Однажды с пьяной компанией на тройках, в два часа ночи въезжая в Петербург, на заставе у шлагбаума, где требовали расписки от въезжающих, Лермонтов расписался: „Российский дворянин Скот Чурбанов“.
Я никогда не забуду, как в 80-х годах, во время моего собственного юношеского увлечения Лермонтовым, отец мой передал мне отзыв о нем гр. Адлерберга, министра двора при Александре II, старика, который лично был знаком с Лермонтовым: „Вы представить себе не можете, какой это был грязный человек!“ Для гр. Адлерберга Лермонтов был именно „Скот Чурбанов“.
Вл. Соловьев не преувеличил, а скорее преуменьшил пошлость, „свинство“ Лермонтова.
Чтобы в этом убедиться, стоит прочесть „Записки Екатерины Александровны Хвостовой“.
Лермонтов ухаживал за ней долго и упорно, довел ее до признания в любви, произнося кощунственно такие слова:
„Полюби меня, и буду верить в Бога… Ты одна можешь спасти мою душу…“
„Он поработил меня совершенно, — признается Катенька. — Мне стало страшно за себя. Я как будто чувствовала бездну под своими ногами. Он же уговаривал меня на побег и тайный брак“.

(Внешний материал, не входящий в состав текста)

PR #211, opened 2018-04-26
Vectorization on 256-bit registers

lamphamsy:
- Add SIMD vectorization on 256-bit registers supporting 16-bit and 32-bit integer granularity

- There are 3 possibilities for SIMD option:
  - OFF: no vectorization
  - SSE4: vector operations on 128-bit registers. It requires -msse4.1 flag
  - AVX2: vector operations on 256-bit registers. It requires -mavx2 flag


CMakeLists.txt
```diff
@@ -124,9 +133,12 @@ set(COMMON_CXX_FLAGS
 )
 
 # Option for enabling/disabling SIMD flags is for both of debug and release
-if (NTTEC_USE_SIMD)
+if (NTTEC_USE_SIMD STREQUAL "SSE4")
   SET(COMMON_CXX_FLAGS "${COMMON_CXX_FLAGS} -msse4.1")
-  add_definitions(-DNTTEC_USE_SIMD)
+  add_definitions(-DNTTEC_USE_SIMD=1)
+elseif (NTTEC_USE_SIMD STREQUAL "AVX2")
+  SET(COMMON_CXX_FLAGS "${COMMON_CXX_FLAGS} -mavx2 -msse4.1")
```
slaperche-scality: Is sse4.1 needed?

Activating AVX2 doesn't include SSE4.1 automatically?

circle.yml
```diff
@@ -24,5 +24,7 @@ test:
     - cd build && make check
     # w/o SIMD
     - cd build && cmake .. -DNTTEC_USE_SIMD=OFF && make benchmark
-    # w/ SIMD
-    - cd build && cmake .. -DNTTEC_USE_SIMD=ON && make benchmark
+    # w/ SIMD=SSE43
```
slaperche-scality: SSE43? Do you mean SSE 4.1?

src/simd_128_u32.h
```diff
@@ -190,8 +190,9 @@ inline void mul_coef_to_buf(
 
     m128i* _src = reinterpret_cast<m128i*>(src);
     m128i* _dest = reinterpret_cast<m128i*>(dest);
-    size_t _len = len / 4;
-    size_t _last_len = len - _len * 4;
+    unsigned ratio = sizeof(*_src) / sizeof(*src);
```
slaperche-scality: `ratio`, `_len` and `_last_len` can be const, no?

Same for the other occurences.

src/simd_nf4.h
```diff
@@ -0,0 +1,154 @@
...
+ */
+
+#ifndef __NTTEC_SIMD_NF4_H__
+#define __NTTEC_SIMD_NF4_H__
+
+#include <x86intrin.h>
+
+namespace nttec {
+
+/** The namespace simd contains functions for GF-NF4 that are accelerated by
```
slaperche-scality: I just noticed that we have 5 differents comments/documentation for the **simd** namespace (in simd_{128,256}_u{16,32}.h + 1 here)

I don't know how Doxygen will handle that, but it would be better to have a single one.
Something like

```
/** The namespace simd contains functions that are accelerated by using SIMD
 *  operations over 128 bits and 156 bits.
 *
 *  It supports operations on 16-bit and 32-bit numbers
 */
```

src/core.h
```diff
@@ -113,6 +113,53 @@ static inline std::mt19937& prng()
...
+#if NTTEC_USE_SIMD == SSE4
+#define ALIGN_SIZE 16
+#endif
+
+#if NTTEC_USE_SIMD == AVX2
+#define ALIGN_SIZE 32
+#endif
+
+template <typename T>
+inline T* aligned_allocate(size_t size)
```
slaperche-scality: Maybe we could use [std::align](http://en.cppreference.com/w/cpp/memory/align) to help here.

There is also [aligned_alloc](http://en.cppreference.com/w/c/memory/aligned_alloc), but it's only available in C++17 :slightly_frowning_face:

src/simd_256.h
```diff
@@ -42,6 +42,17 @@ const m256i F4minus1_m256i = _mm256_set1_epi32(65536); // NOLINT(cert-err58-cpp)
 const m256i F3_m256i = _mm256_set1_epi32(257);         // NOLINT(cert-err58-cpp)
 const m256i F3minus1_m256i = _mm256_set1_epi32(256);   // NOLINT(cert-err58-cpp)
 
+/* GCC doesn't include the split store intrinsics so define them here. */
+#if defined(__GNUC__) && !defined(__clang__) && !defined(__ICC)
```
slaperche-scality: If GNUC is defined, I don't think you need to check for clang and ICC, no?

src/simd_256.h
```diff
@@ -42,6 +42,17 @@ const m256i F4minus1_m256i = _mm256_set1_epi32(65536); // NOLINT(cert-err58-cpp)
...
+
+static inline void __attribute__((__always_inline__))
+_mm256_storeu2_m128i(__m128i* const hi, __m128i* const lo, const __m256i a)
+{
+    _mm_storeu_si128(lo, _mm256_castsi256_si128(a));
+    _mm_storeu_si128(hi, _mm256_extracti128_si256(a, 1));
+}
```
slaperche-scality: skip a line here (to have an empy line before the endif)

CMakeLists.txt
```diff
@@ -61,17 +61,24 @@ set(PACKAGE ${CMAKE_PROJECT_NAME})
...
+    CACHE
+    STRING
+    "Build with SIMD vectorizations."
+    FORCE
   )
 endif()
+set_property(CACHE NTTEC_USE_SIMD PROPERTY STRINGS
+  "OFF" "SSE4" "AVX2"
+)
 add_definitions(-DSSE4=1)
```
slaperche-scality: Why not defining these in the code directly?

Or even better: why not have "NTTEC_USE_AVX" and "NTTEC_USE_SSE" and set them accordingly, that way you can directly use `#if defined(NTTEC_USE_AVX)` instead of testing a numerical value.

e.g

```
# Option for enabling/disabling SIMD flags is for both of debug and release
if (NTTEC_USE_SIMD STREQUAL "SSE4")
  SET(COMMON_CXX_FLAGS "${COMMON_CXX_FLAGS} -msse4.1")
  add_definitions(-DNTTEC_USE_SSE)
elseif (NTTEC_USE_SIMD STREQUAL "AVX2")
  SET(COMMON_CXX_FLAGS "${COMMON_CXX_FLAGS} -mavx -msse4.2")
  add_definitions(-DNTTEC_USE_AVX)
endif()
```

Then, you don't need these definitions

src/simd.h
```diff
@@ -42,6 +42,12 @@ typedef uint32_t aint32 __attribute__((aligned(ALIGN_SIZE)));
 typedef uint64_t aint64 __attribute__((aligned(ALIGN_SIZE)));
 typedef __uint128_t aint128 __attribute__((aligned(ALIGN_SIZE)));
 
+// Decrease level of SIMD vectorization if it's not supported
+#if (NTTEC_USE_SIMD == AVX2) && not defined(__AVX2__)
+#undef NTTEC_USE_SIMD
+#define NTTEC_USE_SIMD SSE4
```
slaperche-scality: You could add a warning for the user

e.g:

```C
// Fallback to SEE if AVX is not supported.
#if defined(NTTEC_USE_AVX) && not defined(__AVX2__)
#warning "AVX enabled but not supported: fallback on SSE"
#undef NTTEC_USE_AVX
#define NTTEC_USE_SSE
#endif
```

CMakeLists.txt
lamphamsy: I'd like to keep this way since we could add vectorisations for AVX512

CMakeLists.txt
lamphamsy: When -msse4.1 is not here, there are errors: Illegal instruction. So I keep it like that. A further investigation could be useful to figure it out.

lamphamsy:
Aligned allocation is necessary to perform operations directly on __m128i and __m256i: we cast a pointer to pointer of __m128i/__m256i, e.g. https://github.com/scality/nttec/pull/211/files#diff-5d88a70921cd611d1bc150c69847cc17L169

src/simd_128_u16.h
```diff
@@ -36,9 +36,9 @@
 namespace nttec {
 
 /** The namespace simd contains functions that are accelerated by using SIMD
```
slaperche-scality: This comment should only be written once, not duplicated in every simd* files

src/simd_256.h
slaperche-scality: What about this one?

CMakeLists.txt
slaperche-scality: The problem with your approach is that there is nothing to enforce the synchronization between

```
add_definitions(-DSSE4=1)
add_definitions(-DAVX2=2)
```

And things like `-DNTTEC_USE_SIMD=2`.

If you changes the definitions to 3, maybe you'll keep using 2 here and that will be buggy: this approach is error prone.
You won't have this kind of issue with what I suggest.
I don't see the problem with supporting AVX512? In both case, you'll have to add another else branch.

.circleci/config.yml
```diff
@@ -5,11 +5,15 @@ jobs:
       - image: slaperche0scality/nttec:latest
     steps:
       - checkout
-      - run: mkdir build && cd build && cmake -G 'Unix Makefiles' .. -DCMAKE_BUILD_TYPE=Release  -DNTTEC_USE_SIMD=ON 'Unix Makefiles' .. && make
+      - run: mkdir build && cd build && cmake -G 'Unix Makefiles' .. -DCMAKE_BUILD_TYPE=Release 'Unix Makefiles' .. && make
       - run: cd build && make check-format
       - run: cd build && make check-lint
       - run: cd build && make check
       # w/ SIMD
       - run: cd build && make benchmark
```
slaperche-scality: This one is useless, no?
You already try every cases below.

simd.cmake
```diff
@@ -0,0 +1,91 @@
+#
+# Check if SSE4.1 or AVX2 instructions are available on the machine where the
+# project is compiled.
+# These commands are extracted and modified from
+# https://github.com/VcDevel/Vc/blob/master/cmake/FindSSE.cmake
+#
+if(CMAKE_SYSTEM_NAME MATCHES "Linux")
```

Когда же убедился, что она готова на все, написал ей анонимное письмо, в котором говорил о себе самом: „Поверьте, он недостоин вас. Для него нет ничего святого, он никого не любит. Я ничего не имею против него, кроме презрения, которое он вполне заслуживает“.
Письмо перехватили родственники. В доме наступил ад. „Удивительно, как в ту ночь я не выплакала все сердце и осталась в своем уме, — пишет Хвостова. — Он убил во мне душу“. Но разлюбить его она не могла. „Куда девалась моя гордость!.. Я готова была стать перед ним на колени, лишь бы он ласково взглянул на меня“.
Они встречались на балах. „Он все не смотрел на меня; не было возможности заговорить с ним. Наконец, я спросила его:
— Ради Бога, скажите, за что вы сердитесь?
— Я вас больше не люблю, да кажется, и никогда не любил“, — ответил Лермонтов».
«Теперь я не пишу романов — я их переживаю», — записал он в дневнике. «Я наделе заготовляю материалы для моих сочинений», — сказал он однажды самой жертве.
Есть человеческие мерзости, которых нельзя простить ни за какое величие. Читая признания бедной Катеньки, хочется иногда воскликнуть: подлец, вовсе не какой-нибудь великий злодей, а средней руки подлец, настоящий хулиган!